PR #101, opened 2016-09-14
Call `git clean` for docs before building

mihaic:
The docs build process leaves behind files that can prevent other branch builds
from succeeding.


yidawang:
Good by me

PR #102, opened 2016-09-14
Deterministic SRM

TuKo:
Added the Deterministic Shared Response Model to Functional Alignment methods:

- Added tests
- Modified examples (python & notebook) to run with both Probabilistic and Deterministic SRM.

### DIFF
--- a/brainiak/funcalign/srm.py
+++ b/brainiak/funcalign/srm.py
@@ -11,9 +11,9 @@
 #  WITHOUT WARRANTIES OR CONDITIONS OF ANY KIND, either express or implied.
 #  See the License for the specific language governing permissions and
 #  limitations under the License.
-"""Probabilistic Shared Response Model (SRM)
+"""Shared Response Model (SRM)
 
-This implementation is based on the following publications:
+The implementations are based on the following publications:
 
 .. [Chen2015] "A Reduced-Dimension fMRI Shared Response Model",
    P.-H. Chen, J. Chen, Y. Yeshurun-Dishon, U. Hasson, J. Haxby, P. Ramadge
@@ -39,7 +39,7 @@ from sklearn.utils import assert_all_finite
 from sklearn.utils.validation import NotFittedError
 
 __all__ = [
-    "SRM",
+    "SRM", "DetSRM"
 ]
 
 logger = logging.getLogger(__name__)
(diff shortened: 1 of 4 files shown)


mihaic:
@cameronphchen Could you please review this PR?

brainiak/funcalign/srm.py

EXERCISE DESCRIPTION: Output all of the records above exactly as they appear.

REPLY:
PR #101, opened 2016-09-14
Call `git clean` for docs before building

mihaic:
The docs build process leaves behind files that can prevent other branch builds
from succeeding.


yidawang:
Good by me

PR #102, opened 2016-09-14
Deterministic SRM

TuKo:
Added the Deterministic Shared Response Model to Functional Alignment methods:

- Added tests
- Modified examples (python & notebook) to run with both Probabilistic and Deterministic SRM.

### DIFF
--- a/brainiak/funcalign/srm.py
+++ b/brainiak/funcalign/srm.py
@@ -11,9 +11,9 @@
 #  WITHOUT WARRANTIES OR CONDITIONS OF ANY KIND, either express or implied.
 #  See the License for the specific language governing permissions and
 #  limitations under the License.
-"""Probabilistic Shared Response Model (SRM)
+"""Shared Response Model (SRM)
 
-This implementation is based on the following publications:
+The implementations are based on the following publications:
 
 .. [Chen2015] "A Reduced-Dimension fMRI Shared Response Model",
    P.-H. Chen, J. Chen, Y. Yeshurun-Dishon, U. Hasson, J. Haxby, P. Ramadge
@@ -39,7 +39,7 @@ from sklearn.utils import assert_all_finite
 from sklearn.utils.validation import NotFittedError
 
 __all__ = [
-    "SRM",
+    "SRM", "DetSRM"
 ]
 
 logger = logging.getLogger(__name__)
(diff shortened: 1 of 4 files shown)


mihaic:
@cameronphchen Could you please review this PR?

brainiak/funcalign/srm.py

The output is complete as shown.